What is being asked:
Search the data for "true" and copy every matching line.

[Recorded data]
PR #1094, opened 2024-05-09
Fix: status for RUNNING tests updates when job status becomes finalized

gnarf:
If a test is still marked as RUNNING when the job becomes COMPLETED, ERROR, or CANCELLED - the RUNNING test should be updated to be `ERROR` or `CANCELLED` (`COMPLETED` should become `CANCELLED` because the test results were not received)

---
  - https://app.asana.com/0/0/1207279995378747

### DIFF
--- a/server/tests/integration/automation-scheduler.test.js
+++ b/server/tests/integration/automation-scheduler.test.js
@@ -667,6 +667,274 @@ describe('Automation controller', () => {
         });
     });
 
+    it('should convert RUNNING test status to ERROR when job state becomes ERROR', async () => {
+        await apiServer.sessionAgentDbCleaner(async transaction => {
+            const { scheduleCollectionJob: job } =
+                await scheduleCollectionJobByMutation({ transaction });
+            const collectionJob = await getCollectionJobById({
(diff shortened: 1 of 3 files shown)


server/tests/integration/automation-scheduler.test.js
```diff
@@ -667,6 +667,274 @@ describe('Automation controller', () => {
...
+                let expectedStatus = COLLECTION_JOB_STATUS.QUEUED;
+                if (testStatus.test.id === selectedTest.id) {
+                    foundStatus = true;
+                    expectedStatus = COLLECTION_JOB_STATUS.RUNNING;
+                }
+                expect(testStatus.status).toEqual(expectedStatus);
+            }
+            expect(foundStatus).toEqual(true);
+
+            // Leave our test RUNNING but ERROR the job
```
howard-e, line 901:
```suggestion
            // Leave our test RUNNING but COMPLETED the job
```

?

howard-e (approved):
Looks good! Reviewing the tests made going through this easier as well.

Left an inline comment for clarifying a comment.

--

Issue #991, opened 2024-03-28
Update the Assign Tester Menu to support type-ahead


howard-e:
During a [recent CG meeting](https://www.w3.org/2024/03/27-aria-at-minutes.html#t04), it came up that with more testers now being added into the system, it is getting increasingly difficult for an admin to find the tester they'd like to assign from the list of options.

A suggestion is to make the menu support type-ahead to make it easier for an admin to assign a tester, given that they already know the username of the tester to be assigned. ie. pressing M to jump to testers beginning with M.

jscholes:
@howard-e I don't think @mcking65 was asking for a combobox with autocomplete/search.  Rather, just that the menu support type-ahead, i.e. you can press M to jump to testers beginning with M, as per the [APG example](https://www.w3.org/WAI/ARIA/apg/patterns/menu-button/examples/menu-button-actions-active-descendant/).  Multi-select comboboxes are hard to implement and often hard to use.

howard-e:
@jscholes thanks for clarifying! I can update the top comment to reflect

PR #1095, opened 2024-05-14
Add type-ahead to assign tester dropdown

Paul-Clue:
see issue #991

Response for this exercise:
+                    foundStatus = true;
+            expect(foundStatus).toEqual(true);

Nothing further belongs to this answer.